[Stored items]
═══

PR #6344, opened 2026-04-20
Replace boolean by PatternMatch for searchable

ManyTheFish:
## Related issue

Change the Metadata structure to allow identifying if a field:
- match a feature
- doesn't match a feature
- is a parent field of a field matching the feature

This allows us to better explore the nested document without having to match the fields agaisnt the settings everywhere.

Diff:
```rust
pub struct Metadata {
    // old
    pub searchable: Option<Weight>,
    // new
    pub searchable: (PatternMatch, Option<Weight>),

    // old
    pub exact: bool,
    // new
    pub exact: PatternMatch,

    // old
    pub sortable: bool,
    // new
    pub sortable: PatternMatch,

    // old
    pub distinct: bool,
    // new
    pub distinct: PatternMatch,

    // old
    pub asc_desc: Option<FieldSortOrder>,
    // new
    pub asc_desc: (PatternMatch, Option<FieldSortOrder>),

    // old
    pub geo: bool,
    // new
    pub geo: PatternMatch,

    // old
    pub geo_json: bool,
    // new
    pub geo_json: PatternMatch,

    // old
    pub displayed: bool,
    // new
    pub displayed: PatternMatch,

    pub localized_attributes_rule_id: Option<NonZeroU16>,

    // old
    pub filterable_attributes_rule_id: Option<NonZeroU16>,
    // new
    pub filterable_attributes_rule_id: (PatternMatch, Option<NonZeroU16>),

    pub sort_by: OrderBy,
}
```

## Generative AI tools

### DIFF
--- a/crates/milli/src/update/new/indexer/mod.rs
+++ b/crates/milli/src/update/new/indexer/mod.rs
@@ -756,10 +756,10 @@ where
         old_fields_ids_map
             .iter_id_metadata()
             .filter_map(|(id, metadata)| {
-                if metadata.is_searchable()
+                if metadata.is_searchable() == PatternMatch::Match
                     && new_fields_ids_map
                         .metadata(id)
-                        .is_none_or(|metadata| !metadata.is_searchable())
+                        .is_none_or(|metadata| metadata.is_searchable() != PatternMatch::Match)
                 {
                     Some(id)
                 } else {
--- a/crates/milli/src/update/new/indexer/mod.rs
+++ b/crates/milli/src/update/new/indexer/mod.rs
@@ -266,17 +266,7 @@ where
         must_stop_processing,
         progress,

═══

Whenever a line above includes the string "distinct", copy it.

    pub distinct: bool,
    pub distinct: PatternMatch,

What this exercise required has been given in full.